Professor Ezio Todini from the University of Bologna in Italy proposed the TOPKAPI (Topographic Kinematic Approximation and Integration) hydrological model in 1995 . This model refers to a physics-based distributed hydrological model based on the study of rainfall-runoff relationship to explore the potential of hydrological model prediction based on physical theory in mountain flood forecast . The model consists of several modules (e.g., evapotranspiration, snowmelt, soil flow, surface runoff, river runoff, and groundwater) . In this model, the whole basin is split into cell grids, and each grid is considered a single calculation unit. Each calculation unit reflects the whole physical hydrological process . This model, compared with conventional conceptual hydrological models (e.g., Xin’anjiang Model  and Sacramento Model ), fully considers the spatial heterogeneity of the underlying surface conditions, exhibiting the advantage of relatively simple structure, clear parameter meaning, large spatial scale elasticity, as well as wide application fields . Flood simulation and forecasting by this model have been widely performed in many river basins in Italy, Germany, Spain, and other countries; good results have been achieved as well .
In this study, the capability to simulate flood in ungauged basin of TOPKAPI model is tested to give suggestions on flood forecast in ungauged basins. The sensitivity of the main parameters of the TOPKAPI model was analyzed, laying the theoretical basis for the parameter transplantation to build forecast model in ungauged basins. The Xixian basin located in the upstream of Huaihe River in China and the adjacent Huangchuan basin were taken as the research basins. The Huangchuan basin was considered the ungauged basin by ignoring the historical flood data. Parameters were calibrated in the Xixian basin and transplanted to the adjacent Huangchuan basin for flood simulation to test the application of TOPKAPI model in ungauged basins without parameter calibration.
2. The TOPKAPI Model
2.1. Model Introduction
The TOPKAPI model refers to a distributed hydrological model based on physical characteristics. It splits the study basin into detailed grids, and thus the difference of physical characteristic in spatial distribution can be fully considered under the calculation unit subdividing . It can also give the specific condition of soil saturation, runoff yield, and confluence depth at each calculation unit point in the basin, which is of high reference implication in real-time flood forecasting, land use and environmental impact assessment, and hydrological process simulation in ungauged basins .

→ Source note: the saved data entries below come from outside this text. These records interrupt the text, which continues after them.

PR #2449, opened 2019-10-02
Allow to add paused torrents to qbittorrent

esanchezm:
### Motivation for changes:
I switched from Transmission to qBittorrent and I found that I couldn't add torrents in a paused state.

### Detailed changes:
- Added `add_paused` token to qBittorrent configuration that allows torrents to be added in paused state

```YAML

  my_qbittorrent_server:
    qbittorrent:
      host: 127.0.0.1
      port: 8080
      path: /download/
      add_paused: yes
```

### DIFF
--- a/flexget/plugins/clients/qbittorrent.py
+++ b/flexget/plugins/clients/qbittorrent.py
@@ -154,7 +154,7 @@ class OutputQBitTorrent(object):
                 form_data['label'] = label  # qBittorrent v3.3.3-
                 form_data['category'] = label  # qBittorrent v3.3.4+
 
-            add_paused = entry.get('paused', config.get('paused'))
+            add_paused = entry.get('add_paused', config.get('add_paused'))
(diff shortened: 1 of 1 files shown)


flexget/plugins/clients/qbittorrent.py
```diff
@@ -152,6 +154,10 @@ def add_entries(self, task, config):
                 form_data['label'] = label  # qBittorrent v3.3.3-
                 form_data['category'] = label  # qBittorrent v3.3.4+
 
+            add_paused = entry.get('paused', config.get('paused'))
```
gazpachoking: Shouldn't these both be `add_paused` rather than just `paused`?

esanchezm: You're right, thanks!

gazpachoking:
Thanks!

According to this model, the hydrological process in each calculation unit is generalized into three nonlinear reservoir equations, which are similar in structure, representing drainage in soil, surface runoff, and channel runoff on saturated soil and impermeable surface, respectively. The finite difference method is used in the calculation, so the correlated four surrounding grids are considered during the calculation of each grid unit . The parameters used to describe the underlying surface conditions (e.g., soil thickness, vertical and horizontal saturated hydraulic conductivity, coefficient of nonlinear reservoir equation, and Manning coefficient of surface and evaporation coefficient of vegetation) could be extracted directly from the soil type classification map and land surface utilization map. Besides, the elevation and gradient distribution of the basin could be reflected by DEM (digital elevation model).
In terms of specific mechanism, TOPKAPI model employs Thornthwaite evaporation formula to calculate the potential evaporation of different vegetation covers in different growth stages; it also calculates the actual evaporation according to the actual wettability of upper soil . According to the change of soil water content in the upper unsaturated region, the runoff in the soil and the surface runoff are first calculated and then aggregated to the total runoff. In the confluence part, the nonlinear reservoir equation is adopted to merge surface runoff and underground runoff for confluence calculation [28, 37]. The main parts and approaches of TOPKAPI model are listed in Figure 1.
To describe the movement of water in surface, soil, and river channel, TOPKAPI model adopts three nonlinear reservoir equations with a similar structure. In the earliest version, the variable step five-stage Runge–Kutta numerical method is employed to solve the differential equations. Later, it was found that under appropriate approximation conditions, these equations could be solved using analytical methods .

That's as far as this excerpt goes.